The data below holds the lines to copy: everything from the line containing "latest master: 04d27acd60270fc63979eb7c1400c0cf6806d0e8" to the line containing "For example, instead", both ends included, set down exactly.

» **Material to process**
****************************************

Issue #2804, opened 2020-06-23
Using restic as an embedded package


goblain:
Output of `restic version` : 
--------------------------

irrelevant

How did you run restic exactly?
-------------------------------

trying to embed restic in my golang project

Expected behavior
-----------------

We're working on an agent for our software and want to bake in restic as a library so we can call restic logic directly rather then going via OS/CLI. To avoid to much code replication I want to use some functions that are now part of `cmd/` but that is a bit tough at the moment as they are not exported, neither is cmd/ the right place to embed in external project.

I looked at possibility or restructuring them so they are moved to `internal/`, placing it directly in `internal/restic/` led to dependency loop. Hence I decided to look at how hard would it be to split components into separate packages.

Do you have an idea how to solve the issue?
-------------------------------------------

Got a quick experiment going in https://github.com/restic/restic/compare/master...tradeix:locks and I wonder if something like that could make it into upstream ?

goblain:
oops, just learned the hard way that the whole `internal/` is not accessible to me from external project.

Issue #1089, opened 2017-07-07
Question: use restic as a library


GlenDC:
## restic (repo) version

latest master: 04d27acd60270fc63979eb7c1400c0cf6806d0e8

## Question

I was checking through the restic codebase, and it doesn't seem to be possible without having to copy a lot of the code to my own codebase to simply use restic functions directly from Go, effectively using Restic as a Library.

For example, instead of requiring restic to be installed to use a cmd such as `restic backup --stdin --stdin-filename <NAME>` I would instead prefer to call such logic directly from Go code. However when I check in the cmd code, a lot of the logic seems to be hidden behind private functions. Making it pretty impossible, without having to copy a lot of that code.

Perhaps I'm the first one to want to use restic as a library, but are there any reasons why this is not possible today? Or is it just because you didn't consider that use-case before? If you like the idea of that, I could make some time available to make it happen though. What it would mean is that the binary command functions wouldn't do much more than parsing flags and options, to than call the public restic Go API themselves, as the real command logic would in this case be moved behind the public restic Go API.

tamalsaha:
You might find some useful info here: https://github.com/restic/restic/issues/833

fd0:
Hey, thanks for asking. At least for now, restic is meant to be a standalone binary, that's the use case we focus on. Exposing an API as a library (that is stable) with the same guarantees as we do for the restic CLI binary requires time and effort, which we do not have at the moment. The internal structures are changing a lot, so this would be even harder than it is for the program.

We may reconsider this later, but for now: I'm sorry, but restic is not a library, and the only interface we have is the binary.

I'm going to close this issue for now, please feel free to add further comments.

GlenDC:
@fd0 I saw you mentioning this reason before, where guaranteeing a stable API would be extra work. But I'm not sure if I fully agree with that. I'm not expecting that all internal structures are exposed. That would indeed require extra work. The binary in itself exposes an API, right? What I'm proposing is basically to have more or less the same API as a Go API, and that Go API would than be used by the binary API. So there wouldn't really be much extra work involved in having this, I would think. Or am I missing something?

Thank you for responding so fast though, appreciated greatly.

fd0:
Ah, maybe a bit more explanation: With "API" I meant calling the `restic` CLI binary. Machine-readable output as JSON has been added already to several functions, and we can work together to add this wherever it is missing.

[...]

Issue #833, opened 2017-03-02
Why not import as Traditional "github.com/restic/restic"


sadlil:
Checking the codebase of restic it occurred to me **Why not the import statement uses the traditional format like** `github.com/restic/restic`? 
I have checked that `build.go` handles the complexities required to build the project. 
But it is hard to use the `src/restic` package as a dependency to build something based on this lib. Also importing as `github.com/restic/restic` could help use `go install` and other options too.

Is there any specific reason to use the import as it is?

BTW Thanks for a this great tool.

fd0:
We've discussed this a few times already, see #444 and #660.

There are two (independent) views to this. The user's view is: It should be easy to compile restic from a checkout of the repo. Do `git clone`, then run `go run build.go` and there's your binary. Especially I think it's important not to burden users with setting up a proper `GOPATH`. Please note that this can also be achieved when the "traditional" directory structure is used, just with different code in `build.go`.

The second view is the one of a developer: We've chosen to use the `gb` build tool a while back (in #444), so this repository is basically its own `GOPATH`. The reasons are described in the issue, one of the most important ones is that you (as a developer) do not need to fiddle around with checking out the repository at the right place in your `GOPATH` and then adding your own fork to it.

As for the "import as library" thing: Although the project is structured as a library and an executable, the library part is not suitable for importing in a different project. There are no guarantees at all concerning API stability. If this were a traditionally structured repository, I'd probably use an `/internal/` path component which prevents importing in third-party projects.

I'll close this issue as your question is answered, but please feel free to add a comment.

sadlil:
Thanks for the clarification. I had an scenario where i need to run the backups and restore process from another process, instead of running `exec` restic, i wanted to use the same API restic cli uses to do the tasks. Looks like i need to find some work around.

fd0:
We're in the process of adding JSON as an output option (`--json`) to some commands, maybe that's helpful for you in order to parse the results of a command...

fd0:
I'm curious: Can you describe your use case in a bit more detail?

sadlil:
Suppose i am running an Statefull application containerized and running within `kubernetes`. In my prod deployment i am thinking to run another sidecar container that will periodically backup my application's data via restic. So in that case restic needs to run time to time. Instead of running the cli via `exec`, its better to have control over the process using the library the cli uses.  That was my intention to do.

TamalSaha:
[...]

PR #2853, opened 2020-07-25
Building restic + rclone as a library

jdeng:
Building restic + rclone as a library will allow developers to build applications to access files stored in the Cloud via restic + rclone natively on multiple platforms including mobile.

There are 3 parts in the change: a new backend `inproc` to embed rclone as an http.RoundTripper via the rest backend which is only additional, moving 3 functions in `cmd/restic/global.go` to `cmd/global/global.go` so that they can be reused, and exposing some types and functions in `cmd/global/api.go`.

This requires some small change in rclone. See https://github.com/rclone/rclone/pull/4460/files
 
A code example can be found here: https://gist.github.com/jdeng/81f64666c61d143d5d3d9fb88f1f64dd

No. The code change is relatively small (except for global.go reorganization) and mostly glue code, so I hope this can be upstreamed. 

Checklist
---------

- [ ] I have read the [Contribution Guidelines](https://github.com/restic/restic/blob/master/CONTRIBUTING.md#providing-patches)
- [ ] I have enabled [maintainer edits for this PR](https://help.github.com/en/github/collaborating-with-issues-and-pull-requests/allowing-changes-to-a-pull-request-branch-created-from-a-fork)

### DIFF
--- a/cmd/global/api.go
+++ b/cmd/global/api.go
@@ -1,0 +1,29 @@
+package global
+
+import (
+	"github.com/restic/restic/internal/cache"
+	"github.com/restic/restic/internal/options"
+	"github.com/restic/restic/internal/repository"
+	"github.com/restic/restic/internal/restic"
+)
+
+const (
+	DataBlob = restic.DataBlob
+	TreeBlob = restic.TreeBlob
+)
+
+// types
+type Repository = restic.Repository
+type Node = restic.Node
+type Tree = restic.Tree
+type TagList = restic.TagList
+type Cache = cache.Cache
+type Options = options.Options
+
+// functions
+var FindLatestSnapshot = restic.FindLatestSnapshot
+var LoadSnapshot = restic.LoadSnapshot
+var NewBlobBuffer = restic.NewBlobBuffer
+var CiphertextLength = restic.CiphertextLength
+var NewRepository = repository.New
+var NewCache = cache.New
--- a/cmd/global/global.go
+++ b/cmd/global/global.go
@@ -1,0 +1,315 @@
+package global
+
+import (
+	"context"
+	"os"
+
+	"github.com/restic/restic/internal/backend"
+	"github.com/restic/restic/internal/backend/azure"
+	"github.com/restic/restic/internal/backend/b2"
+	"github.com/restic/restic/internal/backend/gs"
+	"github.com/restic/restic/internal/backend/inproc"
+	"github.com/restic/restic/internal/backend/local"
+	"github.com/restic/restic/internal/backend/location"
+	"github.com/restic/restic/internal/backend/rclone"
+	"github.com/restic/restic/internal/backend/rest"
+	"github.com/restic/restic/internal/backend/s3"
+	"github.com/restic/restic/internal/backend/sftp"
+	"github.com/restic/restic/internal/backend/swift"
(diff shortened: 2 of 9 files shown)


rawtaz:
Hmm, restic as a library has already been discussed in https://github.com/restic/restic/issues/833, https://github.com/restic/restic/issues/1089 and one-way in https://github.com/restic/restic/issues/2804. Not sure anything changed on that part.

jdeng:
I think previous discussion was aiming at a more elegant and thorough change of the code structure, while this is more like a workaround without making significant changes to the codebase. The downside is that there is no guarantee on the API stability which is still much better than no API at all, IMO.

Another bonus point is that this also allows embedding of rclone which greatly expands its usability.

rawtaz:
Embedding rclone has been discussed a couple of times as well and it's not been encouraged I'm afraid :/

jdeng:
I think the point is to provide options to developers. I don't expect embedding rclone is a popular use case, but having all pieces in one binary across multiple platforms including mobile along with golang's tooling is quite appealing at least to some developers IMO. For example, I can build an app that pulls data from my personal restic data on Google Drive. This way I can avoid my data being scanned by the cloud providers.

greatroar:
@jdeng, your use case can be satisfied by a fork as well as an API client. The API option just shifts the maintenance burden to the central project.

jdeng:
To be clear, the API change is actually just one file with some alias of types and functions. It is probably less than .1% of total lines of code in restic. The problem is that the current code structure (everything is under internal) has prohibited usage of embedding restic as a library and this is a workaround without changing it. It acts like a header file in C/C++.

This is not elegant but it will make the certain developers' life much easier.  Instead of maintaining a local copy of fork and/or maintaining a separate binary, the same functionality can be achieved with just one single import.

```
const (
	DataBlob = restic.DataBlob
	TreeBlob = restic.TreeBlob
)

// types
type Repository = restic.Repository
type Node = restic.Node
type Tree = restic.Tree
type TagList = restic.TagList
type Cache = cache.Cache
type Options = options.Options

// functions
var FindLatestSnapshot = restic.FindLatestSnapshot
var LoadSnapshot = restic.LoadSnapshot
var NewBlobBuffer = restic.NewBlobBuffer
var CiphertextLength = restic.CiphertextLength
var NewRepository = repository.New
var NewCache = cache.New
```

fd0:
This PR does two very different things:
 1. Add a new API to call restic from within another Go project
 2. Embed rclone as a new backend

Both need to be discussed separately. I've outline my thoughts for the first point a few times already: We (as a project) struggle already with maintaining one interface (the restic binary with the JSON API), even more since the last time we discussed this feature request. Adding another API (which even exposes internal things that we cannot change afterwards without breaking the API contract) will add to this burden. Therefore, my initial response would be to reject this feature request, at least for now.

Embedding rclone is an interesting thought. On the upside, people don't need to install and maintain rclone. On the downside, this also adds to our maintenance burden. Restic would inherit all dependencies from rclone, we would need to closely follow rclone's release cycle and we would be force do to a release whenever there's a security issue in rclone. I'm undecided if it's a good idea for us (as a project). Let's open an issue for this feature request and discuss it there before implementing it.

I'm closing this PR for now. Please feel free to add further comments, thanks!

****************************************

» **Solution below**
latest master: 04d27acd60270fc63979eb7c1400c0cf6806d0e8

## Question

I was checking through the restic codebase, and it doesn't seem to be possible without having to copy a lot of the code to my own codebase to simply use restic functions directly from Go, effectively using Restic as a Library.

For example, instead of requiring restic to be installed to use a cmd such as `restic backup --stdin --stdin-filename <NAME>` I would instead prefer to call such logic directly from Go code. However when I check in the cmd code, a lot of the logic seems to be hidden behind private functions. Making it pretty impossible, without having to copy a lot of that code.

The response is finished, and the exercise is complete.